Energy metabolism is crucial for oocyte quality. Fatty acids and carbohydrates (e.g., glucose) are well-recognized energy sources, but FAs are far more rich in energy [7]. These energy substrates may originate either from internal reservoir preserved in the COCs or from FF, from which the oocyte may incorporate FA [8], [9]. In addition, oocytes also display some lipogenic and lipolytic capacity [10], [11]. Moreover, FA esterification and storage in lipid droplets (LDs) may protect the oocyte against FA-induced lipotoxicity [12]. Several studies reported a significant impact of high-FA supplementation of the IVM medium on oocyte and the nascent embryo quality [13], [14], [15], [16], indicating the importance of lipid metabolism within the COC for the final oocyte quality.

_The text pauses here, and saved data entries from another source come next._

PR #147, opened 2016-05-26
[Reviewer: Rob] Alarm refactor

eleanor-merry:
Rob, can you please review this refactoring of the alarm agent.

I've changed how INFORMs are sent by the alarm agent, splitting up the sending INFORMs into its own component, and adding a heap that alarms are queued on (to make the retry/resync/flicker behaviour correct and easy to maintain).

I've also moved us away from using singletons


src/alarm_heap.cpp
```diff
@@ -0,0 +1,326 @@
...
+
+    AllAlarmsStateMap::iterator alarm = _all_alarms_state.find(index);
+
+    if (alarm != _all_alarms_state.end())
+    {
+      AlarmDef::Severity severity_as_enum = (AlarmDef::Severity)severity;
+      AlarmSeverityChange severity_change =
+                  (*alarm).second->new_alarm_severity(severity_as_enum);
+
+      if (severity_change == AlarmSeverityChange::INCREASED_SEVERITY)
```
rkd-msw: Could you define a custom `operator >` for AlarmDef::Severity, so that this could be `if (severity > old_severity)`? That feels more natural to read - you don't have to understand (or have) `new_alarm_severity` or `AlarmSeverityChange`.

include/alarm_heap.hpp
```diff
@@ -0,0 +1,198 @@
...
+    _severity(severity)
+  {}
+
+  ~AlarmInfo();
+
+  // Compares a new severity with the current severity for this alarm,
+  // and returns the severity change
+  // @params severity - the new severity
+  // @returns         - the severity change
+  AlarmSeverityChange new_alarm_severity(AlarmDef::Severity severity);
```
rkd-msw: If you keep this (see https://github.com/Metaswitch/clearwater-snmp-handlers/pull/147/files#r64817975), can it be called `compare_alarm_severity`?

include/alarm_heap.hpp
```diff
@@ -0,0 +1,198 @@
...
+
+  // Updates the alarm in the heap's severity, and its time to pop
+  void update_alarm_in_heap(AlarmDef::Severity new_severity,
+                            uint64_t time_to_delay);
+
+  AlarmInHeap* alarm_in_heap() { return _alarm_in_heap; }
+  AlarmDef::Severity get_severity() { return _severity; }
+  void set_severity(AlarmTableDef& alarm_table_def);
```
rkd-msw: For symmetry, should this take an AlarmDef::Severity?

include/alarm_heap.hpp
```diff
@@ -0,0 +1,198 @@
...
+
+enum AlarmSeverityChange
+{
+  NO_CHANGE,
+  INCREASED_SEVERITY,
+  REDUCED_SEVERITY,
+};
+
+
+class AlarmInHeap : public HeapableTimer
```
rkd-msw: Could you call this AlarmTimer? It's a bit picky, but an AlarmInHeap object currently has an in_heap method that can return false, which feels odd.

include/alarm_heap.hpp
```diff
@@ -0,0 +1,198 @@
...
+  ~AlarmInfo();
+
+  // Compares a new severity with the current severity for this alarm,
+  // and returns the severity change
+  // @params severity - the new severity
+  // @returns         - the severity change
+  AlarmSeverityChange new_alarm_severity(AlarmDef::Severity severity);
+
+  // Updates the alarm in the heap's severity, and its time to pop
+  void update_alarm_in_heap(AlarmDef::Severity new_severity,
```
rkd-msw: Is this clearer if it's called `schedule_change` or something?

include/alarm_heap.hpp
```diff
@@ -0,0 +1,198 @@
...
+                            uint64_t time_to_delay);
```
rkd-msw: In what units?

include/alarm_heap.hpp
```diff
@@ -0,0 +1,198 @@
...
+    // the severity.
+    return ((_severity == severity) && (!_alarm_in_heap->in_heap()));
+  }
+
+private:
+  AlarmInHeap* _alarm_in_heap;
+  AlarmDef::Severity _severity;
+};
+
+typedef std::map<unsigned int, AlarmInfo*> AllAlarmsStateMap;
```
rkd-msw: I'm not sure this typedef makes things much clearer. (Pedantically, the fact that this contains *all* alarms isn't type system information.)

A typedef that might be good is `typedef unsigned int AlarmIndex`. `std::map<AlarmIndex, unsigned int>& dup_check` is clearer than `std::map<unsigned int, unsigned int>& dup_check`, for example.

include/alarm_heap.hpp
```diff
@@ -0,0 +1,198 @@
...
+  AlarmHeap(AlarmTableDefs* alarm_table_defs);
+  virtual ~AlarmHeap();
+
+  // Generates an alarmActiveState inform if the identified alarm is not
+  // of CLEARED severity and not already active (or subject to filtering).
+  // Generates an alarmClearState inform if the identified alarm is of a
+  // CLEARED severity and an associated alarm is active (unless subject
+  // to filtering).
+  virtual void issue_alarm(const std::string& issuer,
+                   const std::string& identifier);
```
rkd-msw: Indentation.

include/alarm_trap_sender.hpp
```diff
@@ -43,145 +43,44 @@
...
-
-  std::map<AlarmFilterKey, unsigned long> _issue_times;
-
-  unsigned long _clean_time;
-
-  static AlarmFilter _instance;
-};
+class AlarmHeap;
 
 // Singleton class providing methods for generating alarmActiveState and
```
rkd-msw: Singleton?

include/alarm_trap_sender.hpp
```diff
@@ -43,145 +43,44 @@
...
-// alarmClearState inform notifications. It maintains an observed alarm 
-// list to support filtering and synchronization. 
-
+// alarmClearState inform notifications. It maintains an observed alarm
```
rkd-msw: Out-of-date comment?

src/alarm_heap.cpp
```diff
@@ -0,0 +1,326 @@
...
+
+  while (!_terminated)
+  {
+    uint64_t time_now_in_ms = Utils::get_time();
+    AlarmInHeap* alarm_in_heap = (AlarmInHeap*)_alarm_heap.get_next_timer();
+
+    while ((alarm_in_heap) &&
+           (alarm_in_heap->get_pop_time() <= time_now_in_ms))
+    {
+      // While the next alarm in the heap is due to be sent, we:
```
rkd-msw: "For each alarm in the heap that's due to be sent..."? A bit clearer that you're not just talking about one alarm.

src/alarm_heap.cpp
```diff
@@ -0,0 +1,326 @@
...
+  pthread_join(_heap_sender_thread, NULL);
+  delete _cond; _cond = NULL;
+
+  pthread_mutex_destroy(&_lock);
+
+  delete _alarm_trap_sender; _alarm_trap_sender = NULL;
+  _alarm_heap.clear();
+
+  for (AllAlarmsStateMap::iterator it = _all_alarms_state.begin();
+                               it != _all_alarms_state.end();
```
rkd-msw: Indentation.

src/alarm_trap_sender.cpp
```diff
@@ -43,167 +43,24 @@
...
 static int alarm_trap_send_callback(int op,
                                     snmp_session* session,
                                     int req_id,
                                     snmp_pdu* pdu,
                                     void* correlator)
 {
-  AlarmTableDef* alarm_table_def = (AlarmTableDef *)correlator; correlator = NULL;
-  AlarmTrapSender::get_instance().alarm_trap_send_callback(op,
-                                                           *alarm_table_def);
+  ((SNMPCallbackAlarmInfo*)correlator)->_ats->alarm_trap_send_callback(
```
rkd-msw: Clearer as two lines?

```
SNMPCallbackAlarmInfo* cbi = static_cast<SNMPCallbackAlarmInfo*>(correlator);
cbi->_ats->alarm_trap_send_callback(op, cbi->_atd);
```

Also, _ats and _atd are a bit obscure - `_sender` and `_definition`?

src/alarm_trap_sender.cpp
```diff
@@ -241,7 +96,7 @@ void AlarmTrapSender::alarm_trap_send_callback(int op,
 // retires if needed.
 void AlarmTrapSender::send_trap(const AlarmTableDef& alarm_table_def)
 {
-  TRC_WARNING("Trap with alarm ID %d.%d being sent", alarm_table_def.alarm_index(), alarm_table_def.state());
+  TRC_INFO("Trap with alarm ID %d.%d being sent", alarm_table_def.alarm_index(), alarm_table_def.state());
```
rkd-msw: I kind of liked it as a warning because traps usually mean something's wrong, and it's nice to have a logfile recording what traps went out when.

src/alarm_trap_sender.cpp
```diff
@@ -284,8 +139,9 @@ void AlarmTrapSender::send_trap(const AlarmTableDef& alarm_table_def)
   snmp_set_var_objid(&var_resource_id, resource_id_oid, OID_LENGTH(resource_id_oid));
   snmp_set_var_typed_value(&var_resource_id, ASN_OBJECT_ID, (u_char*) zero_dot_zero, sizeof(zero_dot_zero));
 
-  send_v2trap(&var_trap, ::alarm_trap_send_callback, (void*)&alarm_table_def);
+  SNMPCallbackAlarmInfo* cbi = new SNMPCallbackAlarmInfo(this, (AlarmTableDef&)alarm_table_def);
```
rkd-msw: Where do you delete this?

src/alarm_trap_sender.cpp
```diff
@@ -43,167 +43,24 @@
...
-                                                           *alarm_table_def);
+  ((SNMPCallbackAlarmInfo*)correlator)->_ats->alarm_trap_send_callback(
+                                op, ((SNMPCallbackAlarmInfo*)correlator)->_atd);
   return 1;
 }
 
-void AlarmTrapSender::alarm_trap_send_callback(int op,
-                                               const AlarmTableDef& alarm_table_def)
+void AlarmTrapSender::alarm_trap_send_callback(
+                                           int op,
```
rkd-msw: Indentation.

include/alarm_heap.hpp
rkd-msw: Also maybe worth a class comment to say what it's for.

include/alarm_heap.hpp
```diff
@@ -0,0 +1,198 @@
...
+  bool in_heap() { return (_heap != nullptr); }
+  uint64_t get_pop_time() const { return _pop_time; }
+
+private:
+  uint64_t _pop_time;
+  AlarmDef::Severity _severity;
+  unsigned int _index;
+};
+
+class AlarmInfo
```
rkd-msw: How are AlarmTableDef, AlarmInHeap and AlarmInfo distinct from each other? At the very least, we should have a comment above each explaining its role (and maybe better names?).

include/alarm_heap.hpp
```diff
@@ -0,0 +1,198 @@
...
+// This class accepts alarm triggers, checks that they correspond to valid
+// alarms, and passes valid alarms to the alarm trap sender to send as SNMP
+// INFORMs. It also filters the alarms.
+class AlarmHeap
+{
+public:
+  // Times to send an alarms. If we're reducing the severity of an alarm we
+  // add a delay of 30secs (to protect against flicker). Increased severity
+  // alarms or resyncing alarms are sent immediately.
+  const static uint64_t ALARM_REDUCED = 30000;
```
rkd-msw: Why do some of these constants end in _DELAY but not others?

src/ut/alarm_heap_test.cpp
```diff
@@ -0,0 +1,362 @@
...
+
+class SNMPCallbackCollector
+{
+public:
+  void call_all_callbacks()
+  {
+    snmp_session session;
+    session.peername = strdup("peer");
+
+    for (auto ii = _callbacks.begin();
```
rkd-msw: 'auto'

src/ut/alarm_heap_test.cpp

Gene expression analysis in cumulus (CCs) or granulosa (GCs) cells has been recently recognized as a noninvasive approach to evaluate oocyte quality. Owing to the importance of energy production, the analysis of lipids or glucose metabolism pathways active within the follicular cells seems to be justified in this particular context. Among many genes controlling cellular energy pathways, FADS2, SCD (stearoyl-CoA desaturase), ELOVLs, and GLUTs genes were chosen for the purpose of this experiment. The product of FADS2 (FA desaturase) catalyzes the initial step in the enzymatic cascade of the synthesis of polyunsaturated fatty acids (PUFAs). Stearoyl-CoA desaturase is a microsomal, rate-limiting enzyme involved in the desaturation of stearic acid to oleic acid. The variation in SCD enzyme activity in mammals is likely to affect a variety of key physiological variables, including cellular differentiation, insulin sensitivity, metabolic rate, adiposity, atherosclerosis, cancer, and obesity [17]. ELONGASE enzymes (ELOVL3, 5, and 8) are involved in the elongation of long-chain PUFAs. Particularly, ELOVL2 is involved in the elongation of C20 and C22 PUFA to produce C24:4n-6 and C24:5n-3 PUFAs [18]. It was reported in mouse cell lines that overexpression of ELOVL2 gene promotes accumulation of LDs, together with enhanced FA uptake [19]. GLUT genes control glucose intake. Paczkowski et al. [20] observed that the inhibition of FA oxidation during IVM of mice resulted in increase of mRNA content of GLUT1 gene both in oocytes and CCs.

Following the newest findings in the field, the aim of this study was to investigate whether the follicular environment of prepubertal heifers and adult cows differs with regard to the selected features related to energy metabolism within the follicle. The analyzed set of parameters included the LD content within the oocyte, gene expression analysis of selected seven genes involved in FA metabolism, glucose levels in cumulus and GCs, and FA content and glucose concentration in FF. The investigated set of factors allowed for characterization of the selected aspects of energy metabolism within the ovarian follicle: FF as a source of energy subtracts (FA, glucose), CCs as energy transport pathways (expression of genes involved in FA metabolism), and the oocyte as the FA (LD) reservoir.